PR #649, opened 2025-11-30
Replaced Custom FindOpenCL.cmake

### LINKED ISSUE #645: Using Builtin FindOpenCL Instead of Manual CMake
Since CMake 3.1, there is a built-in find_package(OpenCL) that can be used instead of the custom .cmake file to find OpenCL, should that be used instead since the minimum by default is already 3.1?

EJainDev:
Resolves #645


CNugteren (changes requested):
The tests are failing. I guess at least these occurrences (also in the docs) need to be updated:
https://github.com/search?q=repo%3ACNugteren%2FCLBlast%20OPENCL_ROOT&type=code

Issue #665, opened 2026-05-24
Tuning issue on directgemm on access memory beyond the largest legal address


octaveoclx:
Tuning on AMD 5700 and received a repeatable bug report:
clblast_tuner_xgemm_direct -precision 3232 -threads 128 -fraction 1
#-threads 1028 produce the same result:

| 2155 |  3347 |   32   32    8   32   32   16    1    1    1    0 |      32       8 |     256      64 |   OK   1376 ms |      0.13 ms |  262.9 |     results match |
| 2156 |  3347 |   32   32    8   32   32   16    1    1    1    1 |      32       8 |     256      64 |   OK   2083 ms |      0.17 ms |  195.3 |     results match |
| 2157 |  3347 |   64    8    8    8    8    2    1    1    0    0 |       8       8 |      32      32 |   OK   1068 ms |Kernel Name: XgemmDirectTN
VGPU=0x55f6e732ba40 SWq=0x7ca914046000, HWq=0x7ca904600000, id=2
	Dispatch Header =0x1502 (type=2, barrier=1, acquire=2, release=2), setup=0
	grid=[32, 32, 1], workgroup=[8, 8, 1]
	private_seg_size=1184, group_seg_size=65536
	kernel_obj=0x7ca73c702ac0, kernarg_address=0x0x7ca8ffa00000
	completion_signal=0x7ca9080edc00, correlation_id=0
	rptr=49616, wptr=49618
:0:rocdevice.cpp            :3956: 0211749989 us:  Callback: Queue 0x7ca904600000 aborting with error : HSA_STATUS_ERROR_MEMORY_APERTURE_VIOLATION: The agent attempted to access memory beyond the largest legal address. code: 0x29
^C

Analysis from DeepSeek:

## Problem Description

A GEMM test running CLBlast (a GPU‑accelerated BLAS library) crashed with the following error on test case #2157:

```
HSA_STATUS_ERROR_MEMORY_APERTURE_VIOLATION: The agent attempted to access memory beyond the largest legal address.
```

**Failing configuration (extracted from the log):**

| Test # | Matrix dimensions (m, n, k) & other params | Grid | Workgroup | Kernel |
|--------|---------------------------------------------|------|-----------|--------|
| 2157   | `64 8 8 8 8 2 1 1 0 0` | `[32, 32, 1]` | `[8, 8, 1]` | `XgemmDirectTN` |

[...]

PR #666, opened 2026-06-05
Refactor matrix loading functions in xgemm_direct_part3 （just for reference)

octaveoclx:
Hi Cedric,
Just used deepseek to modified the file. The modifications have been highlighted with Chinese comments.
I just want to get to your attention to see it this modification is reasonable. 
Currently, I am testing the code to see if it will trigger the problem.
So no merge.


octaveoclx:
still tuning 3232, but it has passed all cases in 16, 32, 64.

octaveoclx:
passed all tuning cases

CNugteren:
Hmm, I'm not sure I follow what's going on here. First of all, your PR seems to be mixing two things: a 'refactor' and adding support for Apple FP16 unconditionally:
* The refactor seems functionally correct but speed-wise it will slow things down unnecessary by using a 'checked' version of the same logic.  So this will slow things down, and we don't gain anything it seems.
* I like the idea of running FP16 on Apple hardware, but I'm not sure we can do it unconditionally, I guess we'll need to check the driver version (as you also said in https://github.com/CNugteren/CLBlast/issues/667) or the hardware itself. I'm not sure which hardware supports this and it might be difficult to say for older hardware that we don't have access to.

octaveoclx:
The first one tries to fix the problem encounter [here](https://github.com/CNugteren/CLBlast/issues/665)
The Apple one (as well as the nvidia one)  was a quick experiment to see the working of FP16. In my other project I used more complicated method to check the version of OpenCL driver. But here I believe it is the user's responsibility to upgrade their old drivers or pick this funcs, otherwise code is messy or new magic never happens.

octaveoclx:
```cpp
    // 默认值：Apple 设备原生支持 half（即使没有扩展），其他设备默认提升到 float
    use_native_half_ = false;
    
    if (user_disabled) {
        // 用户明确禁用原生 half
        use_native_half_ = false;
    } else if (user_enabled) {
        // 用户明确启用原生 half（需要设备支持）
        if (is_apple_device) {
            // Apple 设备肯定支持
            use_native_half_ = true;
        } else if (is_nvidia_device_) {
            // NVIDIA 需要检查驱动版本（可选）
            char driver_version[64];
            clGetDeviceInfo(device, CL_DEVICE_VERSION, sizeof(driver_version), driver_version, nullptr);
            int major = 0, minor = 0;
            sscanf(driver_version, "OpenCL %d.%d", &major, &minor);
            bool driver_new_enough = (major > 3) || (major == 3 && minor >= 0);
            use_native_half_ = driver_new_enough;
        } else {
            // 其他设备尝试检测 cl_khr_fp16 扩展
            use_native_half_ = (extensions.find("cl_khr_fp16") != std::string::npos);
        }
    } else {
        // 环境变量未设置，自动决策
        if (is_apple_device) {
            // Apple Silicon 原生支持 half，默认开启原生模式
            use_native_half_ = true;
        } else {
            // 其他设备默认提升到 float（安全）
            use_native_half_ = false;
        }
    }
```

CNugteren:
> The first one tries to fix the problem encounter https://github.com/CNugteren/CLBlast/issues/665

Keep in mind that the tuner launches kernel with different settings than the actual usage does. In other words, an issue encountered during tuning should not be fixed in the generic way affecting all regular runs. This will need to be fixed on the tuner side itself.

> The Apple one (as well as the nvidia one) was a quick experiment to see the working of FP16. In my other project I used more complicated method to check the version of OpenCL driver

Let's do that in a separate PR, and let's see if there is anything we can do here. Otherwise it might simply break things on certain hardware or older software, which is also not that nice.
○ ○ ○ ○ ○ ○ ○
-- What to work on --
Provide the count of lines in the data above that include the word "largest", with no added text.

-- Task response --
3